■ Exercise material:
PR #456, opened 2023-03-07
Seed on startup and add missing method 

Donnype:
## Changes
When running more granular builds we run into the issue of missing the LOCAL repository sometimes for the docker setup. This should fix that. I also implemented the delete method for the SQL implementation that apparently was missing, and added a check now allowing the LOCAL repository to be deleted.


boefjes/boefjes/katalogus/routers/repositories.py
```diff
@@ -42,5 +42,7 @@ def remove_repository(
     repository_id: str,
     storage: RepositoryStorage = Depends(get_repository_store),
 ):
+    if repository_id == RESERVED_LOCAL_ID:
```
ammar92, line 45: Although this is the correct response, I'm still a bit hesitant if this is the right layer to block such calls.

You could still delete the local repository using the `SQLRepositoryStorage` or any other storage repository client (I'm not sure what happens in that case). This doesn't necessarily mean this is a bad idea because by convention we can still assume that these clients will only be used by this specific API backend which handles the application logic (e.g. prohibiting deletion of the local repository)

Donnype: Also popped in my mind indeed, but I would say that you would want the option to delete this one through the repository instead of the repository knowing of certain business requirements. And at this stage there is no service/business layer between the API and repository..

dekkers (approved):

■ Aim of the exercise:
Your answer should be the lines from the one containing "You could still" through the last line of the records, repeated exactly and with nothing added.

■ Answer:
You could still delete the local repository using the `SQLRepositoryStorage` or any other storage repository client (I'm not sure what happens in that case). This doesn't necessarily mean this is a bad idea because by convention we can still assume that these clients will only be used by this specific API backend which handles the application logic (e.g. prohibiting deletion of the local repository)

Donnype: Also popped in my mind indeed, but I would say that you would want the option to delete this one through the repository instead of the repository knowing of certain business requirements. And at this stage there is no service/business layer between the API and repository..

dekkers (approved):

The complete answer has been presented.